**** DATA FOR THE TASK

PR #143, opened 2023-10-27
Fix LGBM incompatibilities with report_generator

ahuber21:


samir-nasibli (commented):
@ahuber21 what we are going to do with this PR?
What is considered?

ahuber21:
I would still like to merge it. LGBM Model Builder benchmarks are currently broken, and this fix makes them runnable again.

ahuber21:
@Alexsandruss can you take a look here? Are the benchmark reports for model builder results fixed after your big update?

Alexsandruss:
> @Alexsandruss can you take a look here? Are the benchmark reports for model builder results fixed after your big update?

Yes, sklbench report works with LightGBM by default now since it supports sklearn's estimator API.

********

* _TASK STATEMENT_
Determine how many lines in the data above include the word "update", and state that number only.

* _OUTPUT FOR THIS EXERCISE_
2